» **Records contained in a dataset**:

PR #570, opened 2026-09-01
Implement AF scene change preemption and focus reticle enhancements

temcguir:
# Implement AF scene change preemption and focus reticle enhancements

## Overview
This PR updates the tap-to-focus pipeline in Jetpack Camera App with scene change detection, visual updates to the focus reticle, and accessibility support.

### 1. Focus Lock Preemption (`CONTROL_AF_SCENE_CHANGE`)
When tap-to-focus engages (yielding an implicit focus lock), JCA now monitors the camera stream for the `CONTROL_AF_SCENE_CHANGE_DETECTED` flag. If the scene changes for 3 consecutive frames (after a 3000ms delay post-lock), the lock is automatically released and continuous auto-focus resumes. This prevents the camera from getting stuck out-of-focus if a user pans away after tapping.

**Unsupported Hardware Fallback:** If the optical hardware does not report `CONTROL_AF_SCENE_CHANGE` capabilities in the frame metadata, the pipeline runs an active coroutine monitor which securely cancels the focus lock after a fixed 15-second timeout, preventing permanent lock behavior on heavily fragmented hardware.

### 2. Focus Reticle UI Updates
- The focus indicator now persists on screen while focus is locked, holding at a slightly scaled-down geometry.
- During the scanning phase, the reticle smoothly pulses.
- The indicator uses an expanding-dissolve exit animation upon cancellation or failure.

### 3. Accessibility (A11y)
Added explicit TalkBack semantics to the focusing pipeline. The `CameraXViewfinder` is bound as a semantic node so synthetic double-taps correctly target the geometric center. Focus state transitions (Focusing, Focused, Focus failed, Focus released) use explicit TalkBack announcements via `view.announceForAccessibility(...)`. We intentionally use imperative announcements rather than an in-tree `liveRegion` because the focus indicator composable is dismissed upon cancellation or clearing, which would unmount an in-tree `liveRegion` before TalkBack can announce "Focus released".

### 4. Accessibility Testing Framework (ATF)
Integrates the Accessibility Testing Framework (ATF) alongside the existing UI testing suite. The PR enables accessibility checks at the test-rule level and adds tests covering the updated focus reticle `contentDescription`.

## Testing
- **Unit Tests:** Added `FocusMeteringTest.kt` to verify the 3000ms delay and frame debouncing logic.
- **Instrumented Tests:** Extended `CaptureScreenComponentsTest.kt` to assert TalkBack `contentDescription` properties across different focus states.
- **On-Device:** Tested TalkBack accessibility node geometry and 3-second hardware-cancellation on local physical devices.


core/camera/src/main/java/com/google/jetpackcamera/core/camera/FocusMetering.kt
```diff
@@ -115,6 +127,28 @@ internal suspend fun CameraSessionContext.processFocusMeteringEvents(
...
+
+                        try {
+                            cameraControl.cancelFocusAndMetering().await()
+                        } catch (_: CameraControl.OperationCanceledException) {
+                            // Ignored if cancelled by a subsequent action
+                        } catch (e: Exception) {
+                            Log.w(TAG, "cancelFocusAndMetering failed", e)
+                        }
+                        updateFocusState(FocusState.Status.CANCELLED)
+                    }
```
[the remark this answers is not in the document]
temcguir: Thanks for the catch! I've updated the logic to address the edge case for older Android versions (API < 28) and instances where `captureResults` flow is null. I added an explicit `if-else` wrapper that degrades to a 15-second fallback delay (`delay(15000L)`) before cancelling the focus and metering action. This guarantees the lock releases cleanly avoiding indefinite suspensions.

ui/components/capture/src/main/java/com/google/jetpackcamera/ui/components/capture/CaptureScreenComponents.kt
```diff
@@ -931,95 +938,163 @@ fun FlipCameraButton(
...
+                    }
                     .border(
-                        1.dp,
+                        2.dp,
                         Color.White,
                         CircleShape
                     )
-                    .size(TAP_TO_FOCUS_INDICATOR_SIZE)
+                    .size(TAP_TO_FOCUS_INDICATOR_SIZE * animatedScale)
             )
```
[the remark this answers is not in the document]
temcguir: Done. I've updated the focus indicator `Box` modifier to include a `.semantics` block. Now, whenever the `focusStatusDescription` is not empty, it'll apply that directly to the `contentDescription` for TalkBack and other accessibility services to parse.

ui/components/capture/src/main/java/com/google/jetpackcamera/ui/components/capture/CaptureScreenComponents.kt
```diff
@@ -931,95 +938,168 @@ fun FlipCameraButton(
...
+                view.announceForAccessibility(context.getString(R.string.focus_scanning))
+            FocusMeteringUiState.Status.SUCCESS ->
+                view.announceForAccessibility(context.getString(R.string.focus_locked))
+            FocusMeteringUiState.Status.FAILURE ->
+                view.announceForAccessibility(context.getString(R.string.focus_failed))
+            FocusMeteringUiState.Status.CANCELLED ->
+                view.announceForAccessibility(context.getString(R.string.focus_released))
+            null -> {}
+        }
+    }
```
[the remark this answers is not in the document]
temcguir: @gemini-code-assist Compose's `LocalAccessibilityManager` does not actually expose a `.makeAnnouncement(...)` or equivalent method for imperative announcements. It only supports querying timeouts.

ui/components/capture/src/main/java/com/google/jetpackcamera/ui/components/capture/CaptureScreenComponents.kt
```diff
@@ -931,95 +938,168 @@ fun FlipCameraButton(
...
-                            alpha
+                    .semantics {
+                        if (focusStatusDescription.isNotEmpty()) {
+                            contentDescription = focusStatusDescription
                         }
-                    )
+                    }
+                    .graphicsLayer {
+                        alpha = reticleAlpha
+                    }
```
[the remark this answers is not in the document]
temcguir: Good catch! Deferred the state read to the draw phase using a provider lambda (`pulseAlphaProvider() -> Float`) inside the `.graphicsLayer {}` modifier, which successfully avoids the composition loop and halts the high-frequency UI invalidations during the animation cycle.

ui/components/capture/src/main/java/com/google/jetpackcamera/ui/components/capture/CaptureScreenComponents.kt
```diff
@@ -931,95 +938,168 @@ fun FlipCameraButton(
...
-            remember(
-                coordinateTransformer.transformMatrix,
-                focusMeteringUiState.surfaceCoordinates
-            ) {
-                Matrix().run {
-                    setFrom(coordinateTransformer.transformMatrix)
-                    invert()
-                    map(focusMeteringUiState.surfaceCoordinates)
-                }
+    }
```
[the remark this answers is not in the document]
temcguir: Done, implemented this side-by-side with the lambda provider below so the state extraction only evaluates during the draw phase!

ui/components/capture/src/main/java/com/google/jetpackcamera/ui/components/capture/CaptureScreenComponents.kt
```diff
@@ -931,95 +938,168 @@ fun FlipCameraButton(
...
+    androidx.compose.runtime.SideEffect {
+        if (focusMeteringUiState is FocusMeteringUiState.Specified) {
+            lastSpecifiedState = focusMeteringUiState
+        }
+    }
+
+    val activeState =
+        (focusMeteringUiState as? FocusMeteringUiState.Specified)
+            ?: lastSpecifiedState
+            ?: return
```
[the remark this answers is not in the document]
temcguir: Done. Since `SideEffect` evaluates after a successful composition phase, mutating the `MutableState` caching variable continuously scheduled unnecessary re-evaluations under the Snapshot system every 16ms. I swapped it out for a non-reactive inline cache (`remember { arrayOfNulls(1) }`) that won't trigger reactivity ping-pongs.

core/camera/src/main/java/com/google/jetpackcamera/core/camera/FocusMetering.kt
```diff
@@ -130,3 +169,53 @@ private fun SurfaceRequest.createTransformationInfoFlow(
...
+        coroutineScope {
+            val fallbackTimeoutJob = launch {
+                delay(FOCUS_LOCK_FALLBACK_TIMEOUT_MILLIS)
+                this@coroutineScope.cancel(
+                    FallbackTimeoutException("SceneChange fallback triggered")
+                )
+            }
+
+            var consecutiveFrames = 0
+            sceneChangeStatusFlow.first { sceneChangeStatus ->
```
davidjiagoogle: Inside first { ... }, fallbackTimeoutJob.cancel() is invoked on every single frame as long as sceneChangeStatus != null (30–60 FPS) until 3 consecutive scene change frames are found. While cancelling an already-cancelled job is a no-op, consider guarding it so it is only cancelled once:
```
if (fallbackTimeoutJob.isActive) {
    fallbackTimeoutJob.cancel()
}
```

core/camera/src/main/java/com/google/jetpackcamera/core/camera/FocusMetering.kt
```diff
@@ -130,3 +169,53 @@ private fun SurfaceRequest.createTransformationInfoFlow(
...
 }
+
+@RequiresApi(Build.VERSION_CODES.P)
+internal suspend fun awaitClearFocusLock(sceneChangeStatusFlow: Flow<Int?>) {
+    class FallbackTimeoutException(
+        message: String
+    ) : CancellationException(message)
+
+    try {
+        coroutineScope {
```
davidjiagoogle: Calling this@coroutineScope.cancel(FallbackTimeoutException(...)) to break out of the scope when the timeout expires works, but cancelling an enclosing coroutineScope for expected control flow is somewhat unconventional in Kotlin Coroutines. If desired, this can alternatively be modelled by running a concurrent race via select or using withTimeoutOrNull before entering the flow collection once capability is determined. If keeping the current approach, adding a short comment explaining that cancellation is intentionally scoped to abort the first frame collector is recommended.

ui/components/capture/src/main/java/com/google/jetpackcamera/ui/components/capture/CaptureScreenComponents.kt
```diff
@@ -931,95 +947,177 @@ fun FlipCameraButton(
...
  * to screen coordinates. This should come from [CameraXViewfinder].
  */
+@VisibleForTesting
 @Composable
-private fun FocusMeteringIndicator(
+internal fun FocusMeteringIndicator(
     focusMeteringUiState: FocusMeteringUiState,
     coordinateTransformer: CoordinateTransformer
 ) {
+    val lastSpecifiedState = remember { arrayOfNulls<FocusMeteringUiState.Specified>(1) }
```
davidjiagoogle, line 957: Directly mutating lastSpecifiedState[0] in the body of the composable is a side effect during the composition phase. If composition is discarded or restarted, unexpected state mutations can occur. To record the last specified state safely after a successful composition pass without triggering unnecessary recompositions, consider wrapping the update in a SideEffect:
```
SideEffect {
    if (focusMeteringUiState is FocusMeteringUiState.Specified) {
        lastSpecifiedState[0] = focusMeteringUiState
    }
}
```

ui/components/capture/src/main/java/com/google/jetpackcamera/ui/components/capture/CaptureScreenComponents.kt
```diff
@@ -931,95 +947,177 @@ fun FlipCameraButton(
...
+    val focusStatusDescription = when (currentStatus) {
+        FocusMeteringUiState.Status.RUNNING -> focusScanningDescription
+        FocusMeteringUiState.Status.SUCCESS -> focusLockedDescription
+        FocusMeteringUiState.Status.FAILURE -> focusFailedDescription
+        FocusMeteringUiState.Status.CANCELLED -> focusReleasedDescription
+        null -> ""
+    }
+
+    // Accessibility: announce focus state transitions to TalkBack
+    val view = LocalView.current
```
davidjiagoogle, line 1014: Currently, Modifier.semantics { liveRegion = LiveRegionMode.Polite } is not present on the reticle, and only view.announceForAccessibility is called. In Compose, using Modifier.semantics { liveRegion = LiveRegionMode.Polite } (or LocalAccessibilityManager.current) is generally preferred over calling LocalView.current.announceForAccessibility directly. If imperative announcements are preferred, either update the PR description to avoid confusion or add liveRegion to the semantics node.

core/camera/src/main/java/com/google/jetpackcamera/core/camera/FocusMetering.kt
temcguir: I refactored `awaitClearFocusLock` into a two-phase flow using `withTimeoutOrNull` for the initial capability probe before transitioning to the indefinite scene change collector. This removes the custom scope cancellation and the `fallbackTimeoutJob` handling.

ui/components/capture/src/main/java/com/google/jetpackcamera/ui/components/capture/CaptureScreenComponents.kt
temcguir: Done.

ui/components/capture/src/main/java/com/google/jetpackcamera/ui/components/capture/CaptureScreenComponents.kt
temcguir: Sorry the PR description was misleading. We intentionally opted for imperative announcements via `LocalView.current.announceForAccessibility(...)` because the indicator composable is dismissed (`isVisible = false`) when focus transitions to `CANCELLED` or idle. If we relied on a `liveRegion` on the indicator node, it unmounts from the tree before TalkBack can announce "Focus released". I’ve updated the PR description to clarify.

core/camera/src/main/java/com/google/jetpackcamera/core/camera/FocusMetering.kt
temcguir: I refactored `awaitClearFocusLock` into the two-phase `withTimeoutOrNull` flow suggested in your other comment. Since `withTimeoutOrNull` directly manages the timeout lifecycle now, `fallbackTimeoutJob` and manual cancellations are no longer present.

davidjiagoogle (approved):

» **Work task**: Above are the records; copy each line from them that includes the string "lastSpecifiedState".

» **Final answer**:
+            lastSpecifiedState = focusMeteringUiState
+            ?: lastSpecifiedState
+    val lastSpecifiedState = remember { arrayOfNulls<FocusMeteringUiState.Specified>(1) }
davidjiagoogle, line 957: Directly mutating lastSpecifiedState[0] in the body of the composable is a side effect during the composition phase. If composition is discarded or restarted, unexpected state mutations can occur. To record the last specified state safely after a successful composition pass without triggering unnecessary recompositions, consider wrapping the update in a SideEffect:
        lastSpecifiedState[0] = focusMeteringUiState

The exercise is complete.